(Records contained in a dataset)
PR #4808, opened 2022-06-20
net-runner: Fix regression introduced in #4564

matevz:
Do not add **any** key manager fixture entry, if no key manager is defined.

### DIFF
--- a/go/oasis-net-runner/fixtures/default.go
+++ b/go/oasis-net-runner/fixtures/default.go
@@ -115,9 +115,9 @@ func newDefaultFixture() (*oasis.NetworkFixture, error) {
 	usingKeymanager := len(viper.GetString(cfgKeymanagerBinary)) > 0
 
 	if viper.GetBool(cfgSetupRuntimes) {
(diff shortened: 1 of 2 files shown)


go/oasis-net-runner/fixtures/default.go
```diff
@@ -115,9 +115,9 @@ func newDefaultFixture() (*oasis.NetworkFixture, error) {
 	usingKeymanager := len(viper.GetString(cfgKeymanagerBinary)) > 0
 
 	if viper.GetBool(cfgSetupRuntimes) {
-		fixture.Runtimes = []oasis.RuntimeFixture{
+		if usingKeymanager {
 			// Key manager runtime.
-			{
+			keymanagerFixture := oasis.RuntimeFixture{
```
kostko, line 120: Since you don't use `keymanagerFixture` anywhere else, you could simplify by doing:
```suggestion
			fixture.Runtimes = append(fixture.Runtimes, oasis.RuntimeFixture{
```

kostko (approved):

PR #4832, opened 2022-06-30
go/runtime/registry: allow client nodes to run sgx runtimes

nhynes:
This PR allows client nodes to run SGX runtimes, which enables them to request keys from a (privately) peered key manager. The `RuntimeDebugForceELF` flag was replaced with a more general one. The former one doesn't seem to be used in this repo, so it should be okay.

### DIFF
--- a/go/runtime/registry/config.go
+++ b/go/runtime/registry/config.go
@@ -37,7 +37,7 @@ const (
 	CfgRuntimePaths = "runtime.paths"
 	// CfgSandboxBinary configures the runtime sandbox binary location.
 	CfgSandboxBinary = "runtime.sandbox.binary"
-	// CfgRuntimeEnv sets the runtime environment. Setting an environment that does not
+	// CfgRuntimeEnvironment sets the runtime environment. Setting an environment that does not
 	// agree with the runtime descriptor or system hardware will cause an error.
 	CfgRuntimeEnvironment = "runtime.environment"
 	// CfgRuntimeSGXLoader configures the runtime loader binary required for SGX runtimes.
--- a/go/runtime/registry/config.go
+++ b/go/runtime/registry/config.go
@@ -37,6 +37,9 @@ const (
 	CfgRuntimePaths = "runtime.paths"
 	// CfgSandboxBinary configures the runtime sandbox binary location.
 	CfgSandboxBinary = "runtime.sandbox.binary"
+	// CfgRuntimeEnv sets the runtime environment. Setting an environment that does not
+	// agree with the runtime descriptor or system hardware will cause an error.
+	CfgRuntimeEnvironment = "runtime.environment"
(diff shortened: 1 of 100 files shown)


go/runtime/registry/config.go
```diff
@@ -103,6 +103,17 @@ const (
...
 )
 
+const (
+	// RuntimeEnvironmentSGX specifies to run the runtime in SGX.
+	RuntimeEnvironmentSGX = "sgx"
+	// RuntimeEnvironmentELF specifies to run the runtime in the OS address space.
+	//
+	// Use of this runtime environment is only allowed if DebugDontBlameOasis flag is set.
+	RuntimeEnvironmentELF = "elf"
+	// RuntimeEnvironmentELF specifies to run the runtime in the most appropriate location.
```
kostko, line 113:
```suggestion
	// RuntimeEnvironmentAuto specifies to run the runtime in the most appropriate location.
```

go/runtime/registry/config.go
```diff
@@ -254,6 +267,9 @@ func newConfig(dataDir string, consensus consensus.Backend, ias ias.Endpoint) (*
 				if !forceNoSGX {
 					break
 				}
+				if runtimeEnv == CfgRuntimeEnvironment {
```
kostko, line 270: This seems wrong?

nhynes: my autocomplete sucks, but the Go type system sucks more

go/runtime/registry/config.go
nhynes: Oh, weird. I thought gofumpt catches this?

go/runtime/registry/config.go
kostko: That's the reason why the mode is typed :)

go/runtime/registry/config.go
kostko: Hm indeed, it usually does :thinking:

go/runtime/registry/config.go
```diff
@@ -37,6 +37,9 @@ const (
 	CfgRuntimePaths = "runtime.paths"
 	// CfgSandboxBinary configures the runtime sandbox binary location.
 	CfgSandboxBinary = "runtime.sandbox.binary"
+	// CfgRuntimeEnv sets the runtime environment. Setting an environment that does not
```
kostko, line 40: Looks like something is up with the linter, maybe since the update to Go 1.18?
```suggestion
	// CfgRuntimeEnvironment sets the runtime environment. Setting an environment that does not
```

nhynes: Okay, this is totally messed up. I'm going to fix the linter. Sorry for using so much `jernej-lint`. Next time won't have issues!

kostko (approved):

PR #4837, opened 2022-07-06
go: remove synced storage wrapper

ptrus:


go/runtime/registry/config.go
```diff
@@ -143,6 +143,15 @@ func (m RuntimeMode) IsClientOnly() bool {
 	return false
 }
 
+// HasLocalStorage returns true iff the mode is one that has local storage.
+func (m RuntimeMode) HasLocalStorage() bool {
```
kostko, line 147: This new method should also now be used in the storage worker constructor to make it consistent:
https://github.com/oasisprotocol/oasis-core/blob/d8e352bd7f1cca56b79bb21431da9bf97dbb22d2/go/worker/storage/worker.go#L45-L52

go/runtime/history/history.go
```diff
@@ -109,7 +124,14 @@ type runtimeHistory struct {
...
 
-	db *DB
+	db             *DB
+	blocksNotifier *pubsub.Broker
+
+	// Last storage synced round as reported by the storage backend (if enabled).
+	syncRoundLock          sync.RWMutex
+	lastStorageSyncedRound uint64
+
+	localStorageWorker bool
```
kostko, line 134:
```suggestion
	haveLocalStorageWorker bool
```

go/worker/storage/committee/node.go
```diff
@@ -569,11 +569,14 @@ func (n *Node) initGenesis(rt *registryApi.Runtime, genesisBlock *block.Block) e
...
+func (n *Node) flushSyncedState(summary *blockSummary) (uint64, error) {
 	n.syncedLock.Lock()
 	defer n.syncedLock.Unlock()
 
 	n.syncedState = *summary
+	if err := n.commonNode.Runtime.History().StorageSyncCheckpoint(n.ctx, n.syncedState.Round); err != nil {
+		return 0, err
+	}
 
 	// Wake up any round waiters.
```
kostko, line 581: Are these round waiters still needed now that synced storage is gone?

go/worker/compute/executor/committee/node.go
```diff
@@ -978,6 +978,33 @@ func (n *Node) startProcessingBatchLocked(batch *unresolvedBatch) {
...
+	blk := n.commonNode.CurrentBlock
+	blkCh, sub, err := n.commonNode.Runtime.History().WatchBlocks()
+	if err != nil {
+		n.logger.Error("failed to watch storage sync rounds", "err", err)
+		return
+	}
+	defer sub.Close()
+
+	n.logger.Debug("ensuring block round is synced to storage", "round", blk.Header.Round)
+OUTER:
```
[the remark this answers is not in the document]
ptrus: Good idea, moved

go/runtime/registry/config.go
ptrus: Updated

go/runtime/history/history.go
```diff
@@ -131,13 +153,61 @@ func (h *runtimeHistory) Commit(blk *roothash.AnnotatedBlock, roundResults *root
 	// Notify the pruner what the new round is.
 	h.pruneCh.In() <- blk.Block.Header.Round
 
+	// If no local storage worker, notify the block watcher that new block is committed,
+	// otherwise the storage-sync-checkpoint will do the notification.
+	if h.localStorageWorker {
+		return nil
+	}
+	h.blocksNotifier.Broadcast(blk)
```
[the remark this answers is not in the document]
ptrus: Added

go/runtime/history/history.go
```diff
@@ -131,13 +158,63 @@ func (h *runtimeHistory) Commit(blk *roothash.AnnotatedBlock, roundResults *root
...
+
 	return nil
 }
 
 func (h *runtimeHistory) ConsensusCheckpoint(height int64) error {
 	return h.db.consensusCheckpoint(height)
 }
 
+func (h *runtimeHistory) StorageSyncCheckpoint(ctx context.Context, round uint64) error {
+	h.logger.Info("storage sync checkpoint", "round", round, "have_local_storage", h.haveLocalStorageWorker)
```
kostko, line 176: Probably should be logged with debug verbosity.

go/runtime/history/history.go
```diff
@@ -131,13 +158,63 @@ func (h *runtimeHistory) Commit(blk *roothash.AnnotatedBlock, roundResults *root
...
+		return nil
+	default:
+		// Continue bellow.
+	}
+
+	annBlk, err := h.db.getBlock(round)
+	if err != nil {
+		return fmt.Errorf("runtime/history: storage sync block not found in history: %w", err)
+	}
+	h.logger.Info("storage sync checkpoint done", "round", round, "have_local_storage", h.haveLocalStorageWorker)
```
kostko, line 197: Debug verbosity.

go/runtime/txpool/txpool.go
```diff
@@ -449,6 +451,32 @@ func (t *txPool) checkTxBatch(ctx context.Context, rr host.RichRuntime) {
 	checkCtx, cancel := context.WithTimeout(ctx, checkTxTimeout)
 	defer cancel()
 
+	// Ensure block round is synced to storage.
```
kostko, line 454: How long can this block for? We should probably limit it.

An alternative would be doing checks against the latest block that we have synced, but this could be more out of date, not sure if this is a problem.

go/worker/compute/executor/committee/node.go
```diff
@@ -894,6 +894,31 @@ func (n *Node) runtimeExecuteTxBatch(
 	inputRoot hash.Hash,
 	inputs transaction.RawBatch,
 ) (*protocol.RuntimeExecuteTxBatchResponse, error) {
+	// Ensure block round is synced to storage.
```
kostko, line 897: This looks like a common operation (here and txpool), can it be extracted out?

go/runtime/history/history.go
```diff
@@ -122,7 +148,8 @@ func (h *runtimeHistory) RuntimeID() common.Namespace {
 	return h.runtimeID
 }
 
-func (h *runtimeHistory) Commit(blk *roothash.AnnotatedBlock, roundResults *roothash.RoundResults) error {
+func (h *runtimeHistory) Commit(blk *roothash.AnnotatedBlock, roundResults *roothash.RoundResults, notify bool) error {
+	h.logger.Info("committing block", "round", blk.Block.Header.Round, "notify", notify, "have_local_storage", h.haveLocalStorageWorker)
```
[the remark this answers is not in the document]
ptrus: Removed all of these added logs, as these were mainly used for debugging an e2e test issue in some previous iteration of the PR

go/runtime/txpool/txpool.go
ptrus: I think it should be generally pretty fast/not even needed? Maybe using the `checkCtx` (which uses `checkTxTimeout`) is a good limit for this (I missed this context before, that's why it uses the parent one). Can also add a shorter limit if we prefer.

I think that before this waiting was implicitly done by the synced storage, so I think it shouldn't be a big difference having this here?

go/worker/compute/executor/committee/node.go
ptrus: Extracted into a common method in the history interface.

go/runtime/txpool/txpool.go
kostko: Just using checkCtx sounds good.

go/runtime/history/history.go
```diff
@@ -131,13 +161,83 @@ func (h *runtimeHistory) Commit(blk *roothash.AnnotatedBlock, roundResults *root
...
+	h.syncRoundLock.Lock()
+	defer h.syncRoundLock.Unlock()
+	switch {
+	case round < h.lastStorageSyncedRound:
+		return fmt.Errorf("runtime/history: storage sync checkpoint at lower height (current: %d wanted: %d)", h.lastStorageSyncedRound, round)
+	case round == h.lastStorageSyncedRound:
+		// Nothing to do.
+		return nil
+	default:
+		// Continue bellow.
```
kostko, line 192:
```suggestion
		// Continue below.
```

go/runtime/history/history.go
```diff
@@ -131,13 +161,83 @@ func (h *runtimeHistory) Commit(blk *roothash.AnnotatedBlock, roundResults *root
...
+		case annBlk, ok := <-blkCh:
+			if !ok {
+				return 0, fmt.Errorf("runtime/history: watch blocks channel closed unexpectedly")
+			}
+
+			if annBlk.Block.Header.Round >= round {
+				return annBlk.Block.Header.Round, nil
+			}
+		case <-ctx.Done():
+			return 0, fmt.Errorf("runtime/history: wait round synced: %w", ctx.Err())
```
kostko, line 236: Why not just return `ctx.Err()`?

ptrus: Updated

kostko (approved):

PR #4843, opened 2022-07-12
go/oasis-test-runner: support setting runtime state root and state

ptrus:
Adds support for setting runtime state root and initial runtime state.

Not needed by any existing tests, but useful for external tooling to initialize network with pre-existing runtime state.

### DIFF
--- a/go/oasis-net-runner/fixtures/default.go
+++ b/go/oasis-net-runner/fixtures/default.go
@@ -1,16 +1,20 @@
 package fixtures
 
 import (
+	"context"
 	"encoding/json"
 	"fmt"
 	"io/ioutil"
 	"math"
+	"os"
+	"path/filepath"
 	"time"
 
 	"github.com/spf13/viper"
 
 	beacon "github.com/oasisprotocol/oasis-core/go/beacon/api"
 	"github.com/oasisprotocol/oasis-core/go/common"
+	"github.com/oasisprotocol/oasis-core/go/common/crypto/hash"
 	"github.com/oasisprotocol/oasis-core/go/common/node"
 	"github.com/oasisprotocol/oasis-core/go/common/sgx"
 	"github.com/oasisprotocol/oasis-core/go/common/version"
@@ -19,6 +23,10 @@ import (
 	"github.com/oasisprotocol/oasis-core/go/oasis-test-runner/oasis"
 	registry "github.com/oasisprotocol/oasis-core/go/registry/api"
 	staking "github.com/oasisprotocol/oasis-core/go/staking/api"
+	storage "github.com/oasisprotocol/oasis-core/go/storage/api"
+	"github.com/oasisprotocol/oasis-core/go/storage/database"
+	mkvsAPI "github.com/oasisprotocol/oasis-core/go/storage/mkvs/db/api"
+	"github.com/oasisprotocol/oasis-core/go/storage/mkvs/db/badger"
 )
 
 const (
@@ -32,6 +40,7 @@ const (
 	cfgRuntimeID               = "fixture.default.runtime.id"
 	cfgRuntimeBinary           = "fixture.default.runtime.binary"
 	cfgRuntimeVersion          = "fixture.default.runtime.version"
+	cfgRuntimeStatePath        = "fixture.default.runtime.state_path"
 	cfgRuntimeProvisioner      = "fixture.default.runtime.provisioner"
 	cfgRuntimeLoader           = "fixture.default.runtime.loader"
 	cfgSetupRuntimes           = "fixture.default.setup_runtimes"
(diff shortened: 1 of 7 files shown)


go/oasis-test-runner/oasis/compute.go
```diff
@@ -230,6 +233,22 @@ func (net *Network) NewCompute(cfg *ComputeCfg) (*Compute, error) {
...
+	// Initialize runtime state paths.
+	for i, path := range cfg.RuntimeStatePaths {
+		if path == "" {
+			continue
+		}
+		stateDir := registry.GetRuntimeStateDir(host.DataDir(), net.Runtimes()[i].descriptor.ID)
+		if err = os.MkdirAll(stateDir, os.ModePerm); err != nil {
+			return nil, fmt.Errorf("oasis/compute: failed creating runtime state dir: %w", err)
+		}
+		cmd := exec.Command("rsync", "-a", path, stateDir)
```
kostko, line 245: Is there a Go-native way to do this instead of having an implicit dependency on rsync?

Should maybe also add -S as these databases use sparse files? Although I'm not sure if this is also needed on the local filesystem.

ptrus: Here are some copy-dir implementations from the wild: [go/internal](https://github.com/golang/go/blob/b2b8872c876201eac2d0707276c6999ff3eb185e/src/cmd/go/internal/modcmd/vendor.go#L390-L422), [moby/moby]( https://github.com/moby/moby/blob/be628115bafce21680343cef30b7051bf8a98b71/daemon/graphdriver/copy/copy.go#L113-L256), [hasura/graphql](https://github.com/hasura/graphql-engine/blob/6532a658eb3dfae9dde251c6c9377f2268ecc8a8/cli/util/copy.go#L13-L115). 

Could add a similar helper function and stick it into some util/helper package.

go/oasis-net-runner/fixtures/default.go
```diff
@@ -221,6 +231,49 @@ func newDefaultFixture() (*oasis.NetworkFixture, error) {
...
+			if err != nil {
+				return nil, err
+			}
+
+			var stateRootHash hash.Hash
+			for _, r := range rts {
+				if r.Type == storage.RootTypeState {
+					stateRootHash = r.Hash
+				}
+			}
```
kostko, line 271: I would put this into a helper function (e.g. something like `getLatestStateRoot(path)`) to make this more clear.

go/oasis-test-runner/oasis/util.go
```diff
@@ -0,0 +1,112 @@
...
+	"path/filepath"
+)
+
+// from: https://github.com/hasura/graphql-engine/blob/6532a658eb3dfae9dde251c6c9377f2268ecc8a8/cli/util/copy.go#L13-L115
+// CopyFile copies the contents of the file named src to the file named
+// by dst. The file will be created if it does not already exist. If the
+// destination file exists, all it's contents will be replaced by the contents
+// of the source file. The file mode will be copied from the source and
+// the copied data is synced/flushed to stable storage.
+func CopyFile(src, dst string) (err error) {
```
kostko, line 17: These should probably be moved to the `go/common` package (there's already `Mkdir` in there).

go/oasis-test-runner/oasis/fixture.go
```diff
@@ -393,6 +396,8 @@ type ComputeWorkerFixture struct {
 
 	// Runtimes contains the indexes of the runtimes to enable.
 	Runtimes []int `json:"runtimes,omitempty"`
+	// RuntimeStatePaths are the paths to runtime state that will be copied to the compute worker node.
+	RuntimeStatePaths []string `json:"runtime_state_paths,omitempty"`
```
kostko, line 400: We should instead change the `RuntimeStatePaths` to be a map, similar to the `RuntimeConfig`, e.g. `map[int]string`. This would avoid the runtime alignment requirement.

go/oasis-net-runner/fixtures/default.go
```diff
@@ -221,12 +231,68 @@ func newDefaultFixture() (*oasis.NetworkFixture, error) {
...
 			}
 			fixture.Clients[0].Runtimes = append(fixture.Clients[0].Runtimes, rtIndex)
+
+			// Runtime state paths to use to initialize the runtime with.
+			runtimeStatePath := runtimeStatePaths[i]
+			// Set workers runtime state.
+			for j := range fixture.ComputeWorkers {
+				fixture.ComputeWorkers[j].RuntimeStatePaths[i] = runtimeStatePath
+			}
+			if runtimeStatePath == "" {
```
kostko, line 241: This can probably be moved before the above for loop now that the `RuntimeStatePaths` is a map.

kostko (approved):

go/oasis-net-runner/fixtures/default.go
ptrus: yep, fixed

PR #4877, opened 2022-08-05
go/worker/keymanager: Add key manager worker metrics

peternose:
Currently the key manager worker lacks metrics that would enable the operator to gain some useful insights into its operation. We should add the following metrics:
- Number of key manager policy updates
- Number of compute runtimes using the key manager
- Number of remote EnclaveRPC requests via P2P (separate per method)


kostko (approved):
Nice, looks good!

One thing that you need to add is a [changelog fragment](https://github.com/oasisprotocol/oasis-core/blob/master/.changelog/README.md) that describes what changes are there when making a release.

PR #442, opened 2024-10-13
feat: WeakMap, WeakSet, WeakRef behind the `weak-refs`  feature

load1n9:


aapoalas (commented):
**suggestion::** How about combining WeakMap, WeakSet, WeakRef, and FinalizationRegistry under a combined "weak-refs" feature? Disabling that feature would mean that the engine does not have any ephemerons and thus garbage collection can be done with a very simple algorithm (the one we use right now; I haven't actually implemented ephemeron collection yet).

load1n9:
sounds good!

aapoalas (approved):
LGTM, thank you <3

PR #444, opened 2024-10-15
feat: atomics behind atomics feature to complete atomic things 

load1n9:


eliassjogreen:
**Question**: This should maybe have a dependency on SABs and or ABs being enabled or even the same flag as them?

load1n9:
> **Question**: This should maybe have a dependency on SABs and or ABs being enabled or even the same flag as them?

made it depend on both of those features

aapoalas (approved):
LGTM, thank you again <3

PR #446, opened 2024-10-16
feat(array): add to_reversed prototype method

ivandevp:
Hey!

This PR adds `Array.prototype.to_reversed` method.

I tried to add a fast path similar to `Array.prototype.reverse` method but I wasn't able to figure out how to clone the array in order to not mutate the original array order. At least by doing `array.clone()` didn't work (it mutated the original array as well) and then the converting it to slice and back to an array triggers some issues between `&[Option<Value>]` and `&[Value]` that I couldn't find an easy fix - if we should add the fast path anyway, ideas are welcomed on how to implement it :pray:


nova_vm/src/ecmascript/builtins/indexed_collections/array_objects/array_prototype.rs
```diff
@@ -2624,8 +2624,31 @@ impl ArrayPrototype {
...
+            let from = PropertyKey::Integer((len - k - 1).try_into().unwrap());
+            //    b. Let Pk be ! ToString(𝔽(k)).
+            let pk = PropertyKey::try_from(k).unwrap();
+            //    c. Let fromValue be ? Get(O, from).
+            let from_value = get(agent, o, from)?;
+            //    d. Perform ! CreateDataPropertyOrThrow(A, Pk, fromValue).
+            create_data_property_or_throw(agent, a, pk, from_value)?;
+            //    e. Set k to k + 1.
+            k += 1;
+            eprintln!("k: {}", k);
```
aapoalas, line 2648: **nitpick (blocking):** Leftover debug printing.

nova_vm/src/ecmascript/builtins/indexed_collections/array_objects/array_prototype.rs
```diff
@@ -2624,8 +2624,31 @@ impl ArrayPrototype {
...
+        // 5. Repeat, while k < len,
+        while k < len {
+            //    a. Let from be ! ToString(𝔽(len - k - 1)).
+            let from = PropertyKey::Integer((len - k - 1).try_into().unwrap());
+            //    b. Let Pk be ! ToString(𝔽(k)).
+            let pk = PropertyKey::try_from(k).unwrap();
+            //    c. Let fromValue be ? Get(O, from).
+            let from_value = get(agent, o, from)?;
+            //    d. Perform ! CreateDataPropertyOrThrow(A, Pk, fromValue).
+            create_data_property_or_throw(agent, a, pk, from_value)?;
```
aapoalas, line 2645: **issue:** Here the spec says `! CreateDataPropertyOrThrow`: This means that the spec knows this cannot throw, ie.. this is `unwrap()` (or even `unwrap_unchecked()` if we wanted to be dangerous about this, which we don't for now).

nova_vm/src/ecmascript/builtins/indexed_collections/array_objects/array_prototype.rs
```diff
@@ -2624,8 +2624,31 @@ impl ArrayPrototype {
         todo!();
     }
 
-    fn to_reversed(_agent: &mut Agent, _this_value: Value, _: ArgumentsList) -> JsResult<Value> {
-        todo!();
+    fn to_reversed(agent: &mut Agent, this_value: Value, _: ArgumentsList) -> JsResult<Value> {
+        // 1. Let O be ? ToObject(this value).
+        let o = to_object(agent, this_value)?;
```
aapoalas, line 2629: > I tried to add a fast path similar to Array.prototype.reverse method but I wasn't able to figure out how to clone the array in order to not mutate the original array order. At least by doing array.clone() didn't work (it mutated the original array as well) and then the converting it to slice and back to an array triggers some issues between &[Option<Value>] and &[Value] that I couldn't find an easy fix - if we should add the fast path anyway, ideas are welcomed on how to implement it 🙏

As you noticed, we do not have an existing cloning algorithm for Arrays or their elements data. `array.clone()` just clones the Array reference, so this is the same as doing this in JS:

```ts
let array = [...];
let array2 = array; // array.clone();
```

In order to actually implement cloning, I spent a good while writing complicated and interesting ideas. Turns out Rust already has exactly what we need. If the Array is dense and trivial (contains no holes and no getters) then we can just use `Vec::extend_from_within(index..index+1)` to push an internal copy to the end of the Vec.

Where we need to use this the `ElementArrays` in `element_array.rs`: We can extend_from_within the correct `ElementArray2PowX` Vector with the index of our `from` Array's `elements: SealableElementsVector`. Now the last index in `ElementArray2PowX` is a copy of our `from` Array's elements data, and we can take that index as our clone'd Array's `elements: SealableElementsVector`. We also need to manually create an `ArrayHeapData` with that elements etc. but that's just side rumble at this point.

Once the cloning function is done, the last stop is to just do the `array.as_mut_slice(agent).reverse()` on the cloned Array.

Does this sound doable? Do you want to give it a go?

aapoalas (changes requested):
Great job! Few minor issues, but all in all this is perfectly good to go.

Adding a fast path is possible, but requires a tad bit more involved work that touches on the Array's backing "elements heap vectors". This isn't too-too bad but requires a bit of work. I'll be happy to help if you want to take a stab at it.

nova_vm/src/ecmascript/builtins/indexed_collections/array_objects/array_prototype.rs
ivandevp: Sure! I'll give it a try - I'm still not 100% clear on the implementation but let me revisit this along with the code and if I get questions I'll let you know :)

ivandevp: I tried following your suggestion on Discord and committed my attempt for implementation 😃

nova_vm/src/heap/element_array.rs
```diff
@@ -2304,6 +2304,81 @@ impl ElementArrays {
...
+            e2pow12,
+            e2pow16,
+            e2pow24,
+            e2pow32,
+        } = self;
+        let new_index = match new_key {
+            ElementArrayKey::Empty => ElementIndex::from_u32_index(0),
+            ElementArrayKey::E4 => {
+                let elements = e2pow4;
+                let index = ElementIndex::last_element_index(&elements.values).into_index();
```
aapoalas, line 2327: **issue:** This isn't correct; you're now always making a shallow copy of the last allocated elements in this particular `e2powX` array. What you want to do is to use the index from the `elements_vector` you took as a parameter, so that you make a shallow copy of that instead.

aapoalas (changes requested):
Some errors leaked in but overall this is indeed exactly how the fast path should work. Nice work! <3

nova_vm/src/ecmascript/builtins/array.rs
```diff
@@ -80,6 +80,19 @@ impl Array {
         agent[self].elements.is_trivial(agent)
     }
 
+    #[inline]
+    pub(crate) fn shallow_clone(self, agent: &mut Agent) -> Result<Array, ()> {
+        let elements = agent[self].elements;
+        let object_index = self.get_backing_object(agent);
+        let cloned_elements = agent.heap.elements.shallow_clone(elements.into());
+        let data = ArrayHeapData {
+            object_index,
```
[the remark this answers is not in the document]
ivandevp: Got it. Thanks for the clear explanation on this 🙏

nova_vm/src/heap/element_array.rs
```diff
@@ -2304,6 +2304,81 @@ impl ElementArrays {
                 .contains(&Some(element)),
         }
     }
+
+    /// This method creates a "shallow clone" of the elements of a trivial/dense array.
+    /// It does not do anything with descriptors and assumes there is a previous validation in place.
+    pub fn shallow_clone(&mut self, elements_vector: ElementsVector) -> SealableElementsVector {
+        let new_len = usize::try_from(elements_vector.len()).unwrap();
+        let new_key = ElementArrayKey::from(new_len);
```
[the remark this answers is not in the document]
ivandevp: I think I got the idea, I refactored a bit the method, tho I think there's no need to create both methods when they do pretty much the same but using a different input (key / length). I'm not happy with the current name I used for the inner method but let me know if you have any better suggestions, please :)

nova_vm/src/heap/element_array.rs
```diff
@@ -2304,6 +2373,18 @@ impl ElementArrays {
...
+        if new_key == elements_vector.cap {
```
aapoalas, line 2382: **issue:** As currently written, the comparison is the wrong way around: If the new key is the same as the old one, then we can use the new key. If it's different, then we must use the old key. **Note** that this ends up as just being "use the old key always".

Using the old key always is absolutely a valid choice. The downside is as I mentioned that it will overallocate when the source Array has a higher capacity than it would need nowadays. This is the `Array(256)` case I mentioned earlier.

Note that fixing that downside requires using an API different from `extend_from_within`; it would be an `extend_from_slice` from the source key+index to the `new_key` + new index (push + last_element_index).

But that's probably going to be too hard; you can just remove this if clause, and remove the `new_len`/`new_key` calculation. Just use the old key and old len directly.

ivandevp: Oh, I see. Alright, I removed the conditional checks and hope at some point I can add support to that use case you mentioned.

nova_vm/src/ecmascript/builtins/array.rs
```diff
@@ -80,6 +80,17 @@ impl Array {
         agent[self].elements.is_trivial(agent)
     }
 
+    pub(crate) fn shallow_clone(self, agent: &mut Agent) -> Array {
```
aapoalas, line 83: **suggestion:** This could maybe be renamed to "clone_array" (a nod to us only taking the array features) or "to_cloned" (a nod to the prototype methods that use this).

aapoalas, line 83: **needs:** Please add a comment to mention that the array should be simple (no descriptors), and that otherwise this will do somewhat odd things (getter/setter indexes become holes). I know you have that comment on the elements side, but we should also have it here since this is the more likely "entry point" to call the function.

nova_vm/src/heap/element_array.rs
```diff
@@ -2304,6 +2304,72 @@ impl ElementArrays {
                 .contains(&Some(element)),
         }
     }
+
+    /// This method creates a "shallow clone" of the elements of a trivial/dense array.
+    /// It does not do anything with descriptors and assumes there is a previous validation in place.
+    pub fn shallow_clone(&mut self, elements_vector: ElementsVector) -> SealableElementsVector {
```
aapoalas, line 2310: **note:** I think this function name is probably good as it is; my suggested renaming of the Array method does not transitively apply to this method :)

aapoalas (approved):
LGTM, and thank you for the work and for the patience! Great stuff, and the shallow clone helper function will be of great help in the future with other `toCloned` array prototype methods.

I left a few minor things that could be changed, the comment thing being most important. But otherwise this looks very much good to go! <3

nova_vm/src/ecmascript/builtins/array.rs
ivandevp: I opted for `to_cloned` in order to make it more readable when calling `array.to_cloned()`

aapoalas:
Looks all good to me! Thank you very much, and sorry for the delay in reviewing! <3

aapoalas (approved):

_WORK INSTRUCTIONS_
From the records above, pull out each line that has "nhynes".

_RESULT OF THIS EXERCISE_
nhynes:
nhynes: my autocomplete sucks, but the Go type system sucks more
nhynes: Oh, weird. I thought gofumpt catches this?
nhynes: Okay, this is totally messed up. I'm going to fix the linter. Sorry for using so much `jernej-lint`. Next time won't have issues!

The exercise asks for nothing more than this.